With regard to the algorithm challenges and opportunities in deep FAM, model-based methods have a severe drawback: they cannot keep other attribute-irrelevant details unchanged as supervised information only comes from the target images with desired attributes. In terms of extra condition-based FAM methods, on the one hand, attribute vector based algorithms need to work harder to manipulate attributes continuously, where interpolation schemes might be a solution worth considering. On the other hand, future reference exemplar-based algorithms are expected to generate more diverse attribute styles in more faithful and photorealistic face images.
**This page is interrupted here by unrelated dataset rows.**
PR #146, opened 2016-02-29
Replaced chart with binary-charts

qingweibinary:
Do not merge as there's some UI bugs


package.json
```diff
@@ -41,9 +41,10 @@
     ]
   },
   "dependencies": {
+    "binary-charts": "0.0.3-patch2",
     "binary-live-api": "*",
     "classnames": "^2.2.3",
-    "echarts": "^3.0.2",
+    "echarts": "^3.1.1",
```
borisyankov: We probably don't need echarts as a dependency anymore?

qingweibinary: if we replace all existing chart then yes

Finally, from the perspective of applications in deep FAE, face images with different viewpoints might have different attributes for the same person. It is possible that an attribute shown on the front face is not emphasized on the profile. This is called attribute inconsistency issue. By filtering more confident images to make the prediction (Lu et al. 2018a), existing methods might neglect rich information in multi-view face images. Therefore, how to keep attributes from the same identity consistent, while taking full advantage of information for capturing features with multiple views are important questions for the future. Second, biometric verification (Hadid et al. 2007; Günther et al. 2013; Fathy et al. 2015; Samangouei et al. 2017; Trokielewicz et al. 2019) is a developing application for digital mobile devices to resist various attacks in the real world. Compared with full-face based biometric verification (Fathy et al. 2015; Günther et al. 2013), facial attributes contain more detailed characteristics and can better facilitate active authentication. The main obstacles lie in the following two aspects: the first is to introduce facial attributes into the task of active authentication appropriately and efficiently (Samangouei et al. 2017), and the second is to explore the available deep features and classifiers with the trade-off between the verification accuracy and mobile performance.

Regarding the application challenges and opportunities in deep FAM, facial makeup (Li et al. 2018c; Chang et al. 2018; Cao et al. 2019a) and aging (Suo et al. 2010; Nhan Duong et al. 2019; Liu et al. 2019) have become hot topics in computer vision. The two tasks focus more on subtle facial details related to makeup and age attributes. Due to promising performance in mobile devices entertainment and identity-relevant verification, they have turned into crucial study branches independent of general deep FAM methods, and have shown significant potentials to facilitate more practical applications (Hu et al. 2018; Lu et al. 2018b; Song et al. 2018a). In addition, contemporary deep FAM research only works well with a limited range of resolutions and under laboratory conditions. On the one hand, such a limitation leads to more difficult high-resolution and low-quality face image manipulation in real-world applications; on the other hand, it provides an opportunity to integrate face super-resolution into attribute manipulation (Lu et al. 2018a; Dorta et al. 2018) in future research.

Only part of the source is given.